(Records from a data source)

______

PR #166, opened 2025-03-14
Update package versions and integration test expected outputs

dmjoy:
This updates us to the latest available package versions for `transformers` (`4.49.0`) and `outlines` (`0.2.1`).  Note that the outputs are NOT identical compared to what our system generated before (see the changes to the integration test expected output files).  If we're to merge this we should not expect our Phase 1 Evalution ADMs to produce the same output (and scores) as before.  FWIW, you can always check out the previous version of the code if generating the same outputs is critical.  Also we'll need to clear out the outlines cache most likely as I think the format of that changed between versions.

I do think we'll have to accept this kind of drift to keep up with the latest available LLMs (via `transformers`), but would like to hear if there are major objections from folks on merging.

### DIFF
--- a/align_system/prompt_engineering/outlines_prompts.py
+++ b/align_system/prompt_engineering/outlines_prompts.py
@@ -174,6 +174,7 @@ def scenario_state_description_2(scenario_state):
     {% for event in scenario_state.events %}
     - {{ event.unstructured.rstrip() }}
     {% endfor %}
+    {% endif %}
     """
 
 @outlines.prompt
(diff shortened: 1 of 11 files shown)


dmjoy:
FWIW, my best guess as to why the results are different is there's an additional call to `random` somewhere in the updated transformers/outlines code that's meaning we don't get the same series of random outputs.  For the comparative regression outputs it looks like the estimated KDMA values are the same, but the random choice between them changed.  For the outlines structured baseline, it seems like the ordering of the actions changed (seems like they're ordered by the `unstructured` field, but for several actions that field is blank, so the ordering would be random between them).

______

§ Instructions to follow: Look through the lines above and collect those with the word "event".

§ Output:
     {% for event in scenario_state.events %}
     - {{ event.unstructured.rstrip() }}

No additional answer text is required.